[OSM-talk] Re: Data types; indexes etc.

Thu Apr 27 16:47:38 BST 2006

dblasby at openplans.org wrote:
> Nice wrote:
> 
>>I have just performed tests on a 1M point field for the three data
>>types. The averaged results for 25,600 point tiles as follows:
>>
>>Double float 64 0.51s
>>Single float 32 0.33s
>>Integer32 0.237s
> 
> 
> What does 25,600 point tiles mean?  Does that mean you're storing 40
> points in each row of your table?

With a random bit field of x points, selecting a tile size of 25600/x of 
the entire bit field. Therefore, each query will return an average of 
25,600 points.

> 
> I'm still surprised that int32s are >30% faster than float32s - you'd
> think the math processor would evaluate a<b in 1 cycle no matter what
> the data type was. 

Look at it another way, if one function takes 10 logical steps, and the 
other 3, It would be a bad processor design to waste 7 clocks just so 
they take equal time. IMHO, integers will always be faster than float 
unless speed and thermodynamic efficiency cease to be a factor in 
processor design.

> It makes sense that the 64bit datatypes are slower
> just because you're going to have to fetch twice as much data from
> memory (not to mention your fast CPU cache memory will only hold 1/2
> the data, and it will take twice as long to load 64bits into a
> register).
> 
> Still, the difference is only 0.1 seconds.

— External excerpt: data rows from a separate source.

PR #4534, opened 2024-09-17
[Example] Setting opts in export-canvas-as-image 

nayounsang:
- I thought it would be nice to have an example that would allow users to experiment with the results depending on the option when exporting.
- Rather than creating a new example, I added a feature to an existing example because it was appropriate.
### Change type

- [ ] `bugfix`
- [ ] `improvement`
- [x] `feature`
- [ ] `api`
- [ ] `other`

### Test plan
- [ ] Unit tests
- [ ] End to end tests

### Release notes
- I add new feature at [export-canvas-as-image example](https://examples.tldraw.com/export-canvas-as-image).
image
image
- It is possible to open and close. It was placed so as not to affect the existing layout and drawing as much as possible.
- It can set opts: background, darkmode, padding, scale and Box's arg(x,y,w,h).
  - Background and darkmode are checkbox.
  - Padding, scale, box's arg are number input.
- I accidentally manipulated the script in root's package.json, but it was restored to its original state. Because I didn't know there was a script to run the example.
- `Control` component is implemented simply for DX.
- ⚠️ I haven't implemented preserveAspectRatio yet. I will implement it if necessary.
- ⚠️ If x, y, w, and h are only partially undefined in the box, no processing was performed. I thought it would be a good idea to check the results.


steveruizok:
Pushing some changes, then let's land this!

PR #4537, opened 2024-09-17
Add id for text shape

jshoung:
Resolves https://github.com/tldraw/tldraw/issues/4538

This PR adds an `id` for `TextShapeUtil`.

### Change type

- [ ] `bugfix`
- [x] `improvement`
- [ ] `feature`
- [ ] `api`
- [ ] `other`

### Test plan

1. Create a text shape
2. Inspect the element with class `tl-text-wrapper`
3. It should have it's `shapeId` as it's `id` attribute

1. Create a geo shape
2. Inspect the element with class `tl-text-wrapper`
3. It should not have any `id` attribute — otherwise there would be duplicate elements with the same `id`

### Release notes

- Text shapes will now have an `id` of `shapeId`, similar to other shape types

### Evidence

|  GeoShapeUtil (no id on text wrapper) |  TextShapeUtil (has id on text wrapper) |
|---|---|
|  CleanShot 2024-09-17 at 17 52 49@2x | CleanShot 2024-09-17 at 17 52 31@2x |

### DIFF
--- a/packages/tldraw/src/lib/shapes/arrow/ArrowShapeUtil.tsx
+++ b/packages/tldraw/src/lib/shapes/arrow/ArrowShapeUtil.tsx
@@ -617,7 +617,8 @@ export class ArrowShapeUtil extends ShapeUtil<TLArrowShape> {
 				</SVGContainer>
 				{showArrowLabel && (
 					<TextLabel
-						id={shape.id}
+						id={shape.id + '-label'}
+						shapeId={shape.id}
 						classNamePrefix="tl-arrow"
 						type="arrow"
 						font={shape.props.font}
--- a/packages/tldraw/src/lib/shapes/geo/GeoShapeUtil.tsx
+++ b/packages/tldraw/src/lib/shapes/geo/GeoShapeUtil.tsx
@@ -465,7 +465,8 @@ export class GeoShapeUtil extends BaseBoxShapeUtil<TLGeoShape> {
 						}}
 					>
 						<TextLabel
-							id={id}
+							id={id + '-label'}
+							shapeId={id}
 							type={type}
 							font={font}
 							fontSize={LABEL_FONT_SIZES[size] * shape.props.scale}
--- a/packages/tldraw/src/lib/shapes/note/NoteShapeUtil.tsx
+++ b/packages/tldraw/src/lib/shapes/note/NoteShapeUtil.tsx
@@ -214,7 +214,8 @@ export class NoteShapeUtil extends ShapeUtil<TLNoteShape> {
 					}}
 				>
 					<TextLabel
-						id={id}
+						id={id + '-label'}
+						shapeId={id}
 						type={type}
 						font={font}
 						fontSize={(fontSizeAdjustment || LABEL_FONT_SIZES[size]) * scale}
--- a/apps/examples/src/examples/speech-bubble/SpeechBubble/SpeechBubbleUtil.tsx
+++ b/apps/examples/src/examples/speech-bubble/SpeechBubble/SpeechBubbleUtil.tsx
@@ -193,7 +193,8 @@ export class SpeechBubbleUtil extends ShapeUtil<SpeechBubbleShape> {
 					/>
 				</svg>
 				<TextLabel
-					id={id}
+					id={id + '-label'}
+					shapeId={id}
 					type={type}
 					font={font}
 					textWidth={shape.props.w}
--- a/packages/tldraw/api-report.md
+++ b/packages/tldraw/api-report.md
@@ -1769,8 +1769,6 @@ export const TextLabel: React_3.NamedExoticComponent<TextLabelProps>;
 // @public (undocumented)
 export interface TextLabelProps {
     // (undocumented)
-    addId?: boolean;
-    // (undocumented)
     align: TLDefaultHorizontalAlignStyle;
     // (undocumented)
     bounds?: Box;
--- a/packages/tldraw/api-report.md
+++ b/packages/tldraw/api-report.md
@@ -1783,7 +1783,7 @@ export interface TextLabelProps {
     // (undocumented)
     fontSize: number;
     // (undocumented)
-    id: TLShapeId;
+    id: string;
     // (undocumented)
     isNote?: boolean;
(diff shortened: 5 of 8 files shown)


jshoung:

ds300:
I wonder whether a more general solution for this would be to add an id to the Shape's outer div wrapper here https://github.com/tldraw/tldraw/blob/4ea78e9140604019cb9d4a6fdd1ff898e7f5e38b/packages/editor/src/lib/components/Shape.tsx#L155

then you could find the text label with something like 
```ts
document.qureySelector(`#${shapeId} .tl-text-wrapper`)
```

Would that still solve whatever problem this PR aims to fix?

and @steveruizok what do you think about adding the shape id to the DOM? this feels like maybe it's so obvious that the fact we haven't done it yet might be deliberate.

jshoung:
> Would that still solve whatever problem this PR aims to fix?

Hmm that would cause duplicate `id`s because every other ShapeUtil already includes the `shapeId` in the returned component. `TextShapeUtil` is the only one missing it, because it only renders `TextLabel` and doesn't have any sibling or wrapper components (this is where the `id` is located for the other ShapeUtils`)

I could alternatively wrap `TextLabel` inside `TextShapeUtil` and add the `id` to that, but I was concerned there would be some unintended side effects from modifying the DOM structure.

ds300:
> every other ShapeUtil already includes the shapeId in the returned component

ah ok I didn't realise this. in that case this PR makes sense to be consistent with the other shapes 👍🏼

steveruizok:
Hey @jshoung, I see what you're after here! I'm pushing up some changes that differentiate between the `shapeId` of the TextLabel and the `id` that gets assigned to the element. I believe this would be a sneaky breaking change for folks who are using the TextLabel component (they'd need to add the `shapeId` prop and update the `id` prop).

Does this make sense for you?

steveruizok:
> I wonder whether a more general solution for this would be to add an id to the Shape's outer div wrapper here
> 
> https://github.com/tldraw/tldraw/blob/4ea78e9140604019cb9d4a6fdd1ff898e7f5e38b/packages/editor/src/lib/components/Shape.tsx#L155
> 
> then you could find the text label with something like
> 
> ```ts
> document.qureySelector(`#${shapeId} .tl-text-wrapper`)
> ```
> 
> Would that still solve whatever problem this PR aims to fix?
> 
> and @steveruizok what do you think about adding the shape id to the DOM? this feels like maybe it's so obvious that the fact we haven't done it yet might be deliberate.

Erp, missed this while working on the branch. We could?

ds300:
> We could?

no we couldn't alas. it'd be a breaking change because, as @jshoung mentioned above, the individual shapes already add the id into the DOM in their `component` methods.

jshoung:
> Hey @jshoung, I see what you're after here! I'm pushing up some changes that differentiate between the `shapeId` of the TextLabel and the `id` that gets assigned to the element. I believe this would be a sneaky breaking change for folks who are using the TextLabel component (they'd need to add the `shapeId` prop and update the `id` prop).
> 
> Does this make sense for you?

Yes this change makes sense! Our use case requires selecting shapes by their `id`, and `TextShapeUtil` was the only one that didn't support this. I imagine there'll also be some benefit to allowing the text labels within other shapes to be targeted as well.

I pushed an update to remove the unused `addId` prop and updated the tests to check for the new `-label` id as well.

packages/tldraw/src/lib/shapes/arrow/ArrowShapeUtil.tsx
```diff
@@ -617,7 +617,8 @@ export class ArrowShapeUtil extends ShapeUtil<TLArrowShape> {
 				</SVGContainer>
 				{showArrowLabel && (
 					<TextLabel
-						id={shape.id}
+						id={shape.id + '-label'}
+						shapeId={shape.id}
```
MitjaBezensek, line 621: We probably don't want to add this one as the `SVGContainer` sibling already sets the id.

packages/tldraw/src/lib/shapes/geo/GeoShapeUtil.tsx
```diff
@@ -465,7 +465,8 @@ export class GeoShapeUtil extends BaseBoxShapeUtil<TLGeoShape> {
 						}}
 					>
 						<TextLabel
-							id={id}
+							id={id + '-label'}
+							shapeId={id}
```
MitjaBezensek, line 469: We probably don't want to add this one as the `SVGContainer` sibling already sets the id.

packages/tldraw/src/lib/shapes/note/NoteShapeUtil.tsx
```diff
@@ -214,7 +214,8 @@ export class NoteShapeUtil extends ShapeUtil<TLNoteShape> {
 					}}
 				>
 					<TextLabel
-						id={id}
+						id={id + '-label'}
+						shapeId={id}
```
MitjaBezensek, line 218: Same here, parent `div` already sets the id.

jshoung:
@MitjaBezensek My understanding for how it works on the `*ShapeUtil` components is the `id` being set it different from the one on the sibling/parent (i.e. `shape.id`), since it is appended with `-label`, so it wouldn't exactly be a duplicate `id`.

jshoung:
@steveruizok @ds300 Anything else I can do for this PR to help get it merged? Would look to have this included in a future release!

packages/tldraw/src/lib/shapes/geo/GeoShapeUtil.tsx
steveruizok: > We probably don't want to add this one as the `SVGContainer` sibling already sets the id.

In this case, do we even need to do this PR? If a user can target this with JS / CSS already?

steveruizok: Not sure I follow, it will be <div class="tl-shape"><svg id={id}/><div id={id + '-label'}/></div>

jshoung:
Looks like this PR is no longer relevant because of https://github.com/tldraw/tldraw/pull/4694

PR #4539, opened 2024-09-17
Add some additional debugging tools.

MitjaBezensek:
Adds two context menu items to improve the developer experience.

The first one just logs the currently selected shapes. 

The second one allows you to select some shapes you'd want to track. It then prints them out when they change.

### Change type

- [ ] `bugfix`
- [ ] `improvement`
- [ ] `feature`
- [ ] `api`
- [x] `other`

### Release notes

- Adds some additional debugging tools to the develop experience.


apps/examples/src/misc/develop.tsx
```diff
@@ -1,20 +1,74 @@
...
 			<Tldraw
 				licenseKey={getLicenseKey()}
-				overrides={[performanceOverrides]}
+				overrides={[performanceOverrides, debuggingOverrides]}
 				persistenceKey="example"
 				onMount={(editor) => {
 					;(window as any).app = editor
 					;(window as any).editor = editor
+					const dispose = editor.store.sideEffects.registerAfterChangeHandler(
+						'shape',
```
mimecuvalo, line 58: nit: let's move this function to not be inline anymore (just for readability)

apps/examples/src/misc/diff.ts
```diff
@@ -0,0 +1,23 @@
...
+	const allKeys = new Set([...Object.keys(prev), ...Object.keys(next)])
+	for (const key of allKeys) {
+		const prevValue = prev[key]
+		const nextValue = next[key]
+		const keyPath = format(prefix, key)
+		if (prevValue !== nextValue) {
+			if (typeof prevValue === 'object' && typeof nextValue === 'object') {
+				getDiff(prevValue, nextValue, keyPath, diff)
+			} else {
+				diff[keyPath] = { prev: prev[key], next: next[key] }
```
mimecuvalo, line 18: i think a little tweak here would be to add the shape id to the table (otherwise if there's multiple things being tracked it's hard to tell what's what.

this isn't perfect, but you could do:
```
diff[keyPath] = { [`prev:${prev.id}`]: prev[key], [`next:${next.id}`]: next[key] }
```

mimecuvalo (approved):
🤩 i'm love dev tools. pre-approving modulo couple comments

Issue #4540, opened 2024-09-17
How do I create default shapes in external UI?


jdgalani:
### What's the example?

I have a custom toolbar UI placed on right side of the canvas.

I am replicating same shapes there, but I dont know what method to call for the select particular shape.

Example say for ellipse,
I have tried,

` editor.setCurrentTool("geo.ellipse");
`   
` editor.setCurrentTool("ellipse");
`

I have tried using internal MenuComponents it works out of the box, but it does not go well with the UI I am planning to build.
I am replacing the icons also.
So my best bet is to have a method.

I have done hand, select, note those things are working great.

### Code of Conduct

- [X] I agree to follow this project's Code of Conduct

MitjaBezensek:
Hey!

If your UI is inside the `ToolsContext` then you can do something like this:
```ts
const tools = useTools()
const oval = tools['oval']
oval?.onSelect('menu')
```

And if you are using it outside of the context then you can do it directly, just like we do it in [useTools hook](https://github.com/tldraw/tldraw/blob/main/packages/tldraw/src/lib/ui/hooks/useTools.tsx#L104-L108)):
```ts
editor.setStyleForNextShapes(GeoShapeGeoStyle, 'oval')
editor.setCurrentTool('geo')
```

You can see all the `geo` tool ids [here](https://github.com/tldraw/tldraw/blob/main/packages/tlschema/src/shapes/TLGeoShape.ts#L28-L47).

jdgalani:
Thanks, for quick response. First one works like charm.

PR #4545, opened 2024-09-17
Add an example of switching to the geo tool.

MitjaBezensek:
Setting the tool to the `geo` tool is a bit special, so it warrants being added to this example.

See #4540 

### Change type

- [ ] `bugfix`
- [x] `improvement`
- [ ] `feature`
- [ ] `api`
- [ ] `other`

### Release notes

- Add an example of how you can set the current tool to a `geo` tool.


Taha-Hassan-Git (approved):
Looks good, is it worth adding to the other external ui example as well?

https://github.com/tldraw/tldraw/tree/main/apps/examples/src/examples/external-ui-context

PR #4548, opened 2024-09-17
Clean up `apps` directory

SomeHats:
Post 3.0 spring cleaning?

There a new `internal` folder with things that people who don't work at tldraw should never need to look at. The apps folder contains just our actual apps, with the various dotcom services under `apps/dotcom`.

vercel deploy will fail on this until it's ready to land, at which point i'll update the vercel config to point at the new script locations

### Change type

- [x] `other`


mimecuvalo:
this all looks good btw - thanks for landing quickly to avoid too many conflicts!

PR #4551, opened 2024-09-18
Fix cloudflare sync template deploy

phgn0:
Add a cloudflare worker name to `templates/sync-cloudflare/wrangler.toml`. This fixes the following deploy error:

```
Running yarn wrangler deploy produces the following error on main:

✘ [ERROR] You need to provide a name when publishing a worker. Either pass it as a cli arg with `--name <name>` or in your config file as `name = "<name>"`
To fix this, add a worker name to wrangler.toml.
```

Also add the `@cloudflare/workers-types` dev package referenced in `templates/sync-cloudflare/tsconfig.worker.json` to fix the following TypeScript warning:

```
Cannot find type definition file for '@cloudflare/workers-types'.
  The file is in the program because:
    Entry point of type library '@cloudflare/workers-types' specified in compilerOptionsts
```

### Change type

- [x] `bugfix`


phgn0:

phgn0:
Related, it would be helpful to document that https://github.com/tldraw/tldraw-sync-cloudflare is a mirror of `templates/sync-cloudflare`. To avoid pointless PRs to https://github.com/tldraw/tldraw-sync-cloudflare/pulls?q=is%3Apr+is%3Aclosed.

PR #4559, opened 2024-09-19
[sync] Allow doing CRUD directly on the server

ds300:
We've had a couple of requests for the ability to update the room data directly on the server, which totally make sense when implementing any kind of workflow that involves talking to an external service.

This PR adds a simple helper that gives you an async transactional context in which to perform updates that will be committed at the end, and which are isolated from any other concurrent updates happening in the server due to client activity or even other transactions. At the end of a transaction, the generated diff is calculated as if it were on a client and 'sent' to the room via a push request.

### Change type

- [x] `feature`
- [x] `api`

### Test plan

- [x] Unit tests
- [ ] End to end tests

### Release notes

- Adds the `updateStore` method to the `TLSocketRoom` class, to allow updating room data directly on the server.

### DIFF
--- a/packages/sync-core/api-report.md
+++ b/packages/sync-core/api-report.md
@@ -201,6 +201,18 @@ export interface RoomSnapshot {
     tombstones?: Record<string, number>;
 }
 
+// @public (undocumented)
+export interface RoomStoreMethods {
+    // (undocumented)
+    delete(recordOrId: string | UnknownRecord): void;
+    // (undocumented)
+    get(id: string): UnknownRecord;
+    // (undocumented)
+    getAll(): UnknownRecord[];
+    // (undocumented)
+    put(record: UnknownRecord): void;
+}
+
 // @internal (undocumented)
 export type SubscribingFn<T> = (cb: (val: T) => void) => () => void;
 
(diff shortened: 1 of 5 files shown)


strawhatduckk (approved):

packages/sync-core/src/lib/TLSocketRoom.ts
```diff
@@ -287,6 +279,32 @@ export class TLSocketRoom<R extends UnknownRecord = UnknownRecord, SessionMeta =
 		oldRoom.close()
 	}
 
+	/**
+	 * Allow applying changes to the store inside of a transaction.
+	 *
+	 * You can get values from the store by id with `store.get(id)`.
+	 * These values are safe to mutate, but to commit the changes you must call `store.set(...)` with the updated value.
```
ds300, line 286:
```suggestion
	 * These values are safe to mutate, but to commit the changes you must call `store.put(...)` with the updated value.
```

packages/sync-core/api-report.md
```diff
@@ -201,6 +201,18 @@ export interface RoomSnapshot {
     tombstones?: Record<string, number>;
 }
 
+// @public (undocumented)
+export interface RoomStoreMethods {
```
SomeHats, line 205: Could we make this `RoomStoreMethods<R>` instead of always returning/accepting `UnknownRecord`?

SomeHats (approved):
this is a really great change. thanks david!

PR #4565, opened 2024-09-20
Unify links for vs code.

MitjaBezensek:
Unify links in vs code with the links on dotcom.

Also make the watermark link work. You can't use anchors in the vs code extension - we actually have a system for handling this with the `runtime` and vs code defines it's own runtime.

### Change type

- [ ] `bugfix`
- [x] `improvement`
- [ ] `feature`
- [ ] `api`
- [ ] `other`

### Test plan

1. Open vs code extension.
2. The links in the main menu should be the same as on dotcom. 
3. Clicking on the watermark should open tldraw.dev.

### Release notes

- Unify vs code extension links. Make the watermark link work in the vs code extension.

### DIFF
--- a/apps/vscode/editor/src/Links.tsx
+++ b/apps/vscode/editor/src/Links.tsx
@@ -3,43 +3,42 @@ import { openUrl } from './utils/url'
 
 export function Links() {
 	return (
-		<TldrawUiMenuGroup id="links">
-			<TldrawUiMenuItem
-				id="github"
-				label="help-menu.github"
-				readonlyOk
-				icon="github"
-				onSelect={() => {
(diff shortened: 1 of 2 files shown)


apps/vscode/editor/src/Links.tsx
```diff
@@ -3,43 +3,42 @@ import { openUrl } from './utils/url'
 
 export function Links() {
 	return (
-		<TldrawUiMenuGroup id="links">
```
MitjaBezensek, line 6: Should probably pull this out somewhere, but we don't have a really good spot for it 🤷‍♂️

mimecuvalo (approved):
👍

PR #4567, opened 2024-09-20
hand tool: remove lockable attr

mimecuvalo:
noticed this in the How To meeting. i think this is an oversight, locking/unlocking the hand tool doesn't do anything.

### Change type

- [x] `bugfix`
- [ ] `improvement`
- [ ] `feature`
- [ ] `api`
- [ ] `other`

### Release notes

- Fix Hand tool being lockable when it already is.


MitjaBezensek (approved):
Nice catch 🙌

PR #4569, opened 2024-09-20
text: be able to keep tool locked

mimecuvalo:
Noticed during the How-To sesh that you can't lock text shapes 😢  This remedies that.

https://github.com/user-attachments/assets/b627b2b1-728d-4531-a604-30c41528cc27

### Change type

- [ ] `bugfix`
- [x] `improvement`
- [ ] `feature`
- [ ] `api`
- [ ] `other`

### Release notes

- Make text shape be lockable


SomeHats (approved):

steveruizok:
anyone who uses this feature is nuts imo but looks good!

steveruizok:
I'd like to take a look at the logic in the state chart, there might be a way to do that without adding to the transitions

mimecuvalo:
> I'd like to take a look at the logic in the state chart, there might be a way to do that without adding to the transitions

Sure, lemme know 👍

steveruizok:
Ok, so I think you were fighting here with a really hidden part of the app: the side effect that transitions to editing automatically when we change the `editingShapeId`. The logic is pretty gnarly, but if we move it all there then we can get rid of some of the other distributed gnarliness.

packages/tldraw/src/lib/ui/hooks/useTools.tsx
```diff
@@ -57,7 +57,7 @@ export function ToolsProvider({ overrides, children }: TLUiToolsProviderProps) {
 				kbd: 'v',
 				readonlyOk: true,
 				onSelect(source) {
-					editor.setCurrentTool('select')
+					editor.setCurrentTool('select.idle')
```
steveruizok, line 60: be explicit about going to the select state rather than the editing state, because editing is a child of select

steveruizok (approved):

mimecuvalo:
Thanks for assisting but maybe this PR was closed a little too quickly. It's hard in the latest changes now to exit the mode — I'll create a followup PR to fix.

PR #4570, opened 2024-09-20
selection: allow cmd/ctrl to add to selection

mimecuvalo:
In the How-To sesh, I noticed that using Shift of course lets you add to a selection of shapes, but Cmd/Ctrl does not.
Typically, cmd/ctrl lets you do this in other contexts so some of that muscle memory doesn't get allowed in tldraw currently.
This enables cmd/ctrl to have the same behavior as shift.

### Change type

- [ ] `bugfix`
- [x] `improvement`
- [ ] `feature`
- [ ] `api`
- [ ] `other`

### Release notes

- Selection: allow cmd/ctrl to add multiple shapes to the selection.


packages/editor/src/lib/editor/Editor.ts
```diff
@@ -9571,6 +9571,7 @@ export class Editor extends EventEmitter<TLEventMap> {
 				if (info.key === 'ShiftRight') info.key = 'ShiftLeft'
 				if (info.key === 'AltRight') info.key = 'AltLeft'
 				if (info.code === 'ControlRight') info.code = 'ControlLeft'
+				if (info.code === 'MetaRight') info.code = 'MetaLeft'
```
steveruizok, line 9574: Are we distinguishing between control and meta? We mix the two into the `info.ctrlKrey`. Is it possible to do this type of selection on Windows then?

mimecuvalo: - meta/ctrl key is currently combined in our logic but i think it's...fine, generally speaking. so on windows, this technically might not be correct if you're holding down the Win key (meta) but it will work as expected for the Ctrl key on Windows
- so yeah, you can do this on Windows with Ctrl key.
- and double yes, Miro lets Cmd/Ctrl be additive

steveruizok: ok, I'd like to try on a PC before landing just to be sure, but I think this will be good to land once we have tests up. Selection is fuuucking complicated, appreciate the patience while I go through the cases

steveruizok:
There was a little more to this than I thought (there always is with selection!)

The behavior is a _little_ different for shift and meta/ctrl. When you shift click a shape, we add it to your selected shapes on pointer down. However, because ctrl has this secondary function of brush selection (which also combines with shift to allow you to brush new shapes into your selection), we can't select shapes on pointer down. So a ctrl click will add / remove a shape from your selection on pointer up, but a click-and-drag will start brushing without selecting anything new.

Hideous graph:
image

steveruizok:
Good to go from my side! Would you test this on PC in the office before landing?

The main PC/Mac concerns are:
- on Mac, meta clicking a shape should toggle its selection
- on PC, control clicking a shape should toggle its selection
- on Mac, control clicking should select a shape (ie do a normal select on pointer down) and then open the context menu

steveruizok (approved):

mimecuvalo:
Damn, thanks for jumping in! I somehow successfully nerd snipe you every time hah.

> The behavior is a little different for shift and meta/ctrl. When you shift click a shape, we add it to your selected shapes on pointer down. However, because ctrl has this secondary function of brush selection (which also combines with shift to allow you to brush new shapes into your selection), we can't select shapes on pointer down. So a ctrl click will add / remove a shape from your selection on pointer up, but a click-and-drag will start brushing without selecting anything new.
> Also notice that for shift key: we add unselected shapes to the selection on shift + pointer down but we don't remove selected shapes until the shift + pointer up, because the shift + drag does have a secondary function when pointing selected shapes (drag along axis)

Ok, yeah, this all makes sense — thanks for letting me know about these subtleties!

> And for Macs, we do need to distinguish between ctrl and meta. I've added that to this PR (I'd avoiding distinguishing until now). The important thing is that we want to select shapes when we right click them, or control click them on macs.

👍 

> Good to go from my side! Would you test this on PC in the office before landing?

👍

mimecuvalo:
double-checked on PC - looks good. i added another commit to consolidate some of the ctrl/meta logic. in the Mozilla world we used to call this the "Accel" key, so i'm tying together some of that logic.

PR #4571, opened 2024-09-21
Fix label wrapping

steveruizok:
This PR fixes a bug that was causing broken wrapping on arrow labels.

We were calculating the bounds of the arrow label with an included padding when measuring the arrow label, but not removing that padding from the arrow label text.

Before:
image

After:
image

### Change type

- [x] `bugfix`

### Test plan

1. Use the text arrow labels
2. Check for weird line breaks

### Release notes

- Fixed a bug with arrow label text measurements.


mimecuvalo (approved):
LG - thanks!

PR #5383, opened 2025-02-07
Make sure compiled localizations are up to date.

MitjaBezensek:
Make sure our compiled localizations are up to date.

Pre-commit [should update the them](https://github.com/tldraw/tldraw/blob/be65d368fd8b3aaa31b3d6a41b3f563f3312b379/.husky/pre-commit#L7), but just to be safe we'll double check in CI.

Example of a failed run [here](https://github.com/tldraw/tldraw/actions/runs/13200772367/job/36852008480?pr=5383#step:13:23) (and the [commit](https://github.com/tldraw/tldraw/pull/5383/commits/2608484e9489b7cc4d98162f0effb8a7fbd0c185) that caused it).

### Change type

- [x] `improvement`

### Release notes

- Make sure our compiled localizations are up to date.

### DIFF
--- a/.github/workflows/checks.yml
+++ b/.github/workflows/checks.yml
@@ -58,6 +58,11 @@ jobs:
       - name: Check API declarations and docs work as intended
         run: yarn api-check
 
+      - name: Check dotcom localizations
+        run: |
+          yarn build-i18n 
+          git diff --exit-code --quiet || (echo "Please run yarn build-i18n and commit the changes" && exit 1)
+
       - name: Test
         run: yarn test-ci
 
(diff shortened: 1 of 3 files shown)


.github/workflows/checks.yml
```diff
@@ -58,6 +58,11 @@ jobs:
       - name: Check API declarations and docs work as intended
         run: yarn api-check
 
+      - name: Check dotcom localizations
+        run: |
+          yarn build-i18n 
+          git diff --exit-code --quiet || (echo "Please run yarn build-i18n and commit the changes" && exit 1)
```
ds300, line 64: can we scope the diff to the locales-compiled folder? just to avoid potential false positives if we introduce any tooling that modifies the working tree later

ds300 (approved):

mimecuvalo:
Ah, nice - thx for doing this! Yeah, maybe there was some skipped pre-commit hooks or something.

PR #5384, opened 2025-02-07
add missing socket upgrade check

ds300:
- [x] `other`


MitjaBezensek:
Was just about to do the same 😂 👍

PR #5385, opened 2025-02-07
yeet legacy pages into sun

ds300:
# 🔪 

This PR gets rid of all the old versions of the legacy routes like /r/whatever and such.
The new app-enhanced versions still exist obvs.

Absolute timing is irrelevant.

The amount of machine time used to serve a given request is relevant. If 
something takes 0.01 seconds, that is far better, as you would need 
1/10th of the number of machines to serve the same requests.

When OSM really takes off (like wikipedia), we will need possibly 
hundreds of processors, and these ecomomies will make a vast difference.

>>I wouldn't recommend using single floats for geographic
>>representations; the rounding errors would be intolerable. Literally
>>miles out.
>>http://docs.sun.com/source/806-3568/ncg_goldberg.html#689
> 
> 
> I think you misunderstood me -- I was just talking about using float32
> bounding boxes in your index (although you could also make a
> BOX2D_INT32SCALED to use in the index).  I'd suggest you use doubles
> (or your *10,000,000 integer representation) for your actual data.

I do understand, I am just making the point that although I run the 
tests using single float type, I don't recommend using it for real life 
geographic data.

I understand that using the single float type for bounding boxes is very 
different to using it for the actual data in the leaf nodes.

> As I asked before - why are you storing each point in the database?  Why
> dont you store edges (homogeneous lines)?  It seems this would make
> your database much more efficient if you did this.  But, I dont really
> know what your datamodel is.

Steve answered this. Although I don't understand the rationale either way.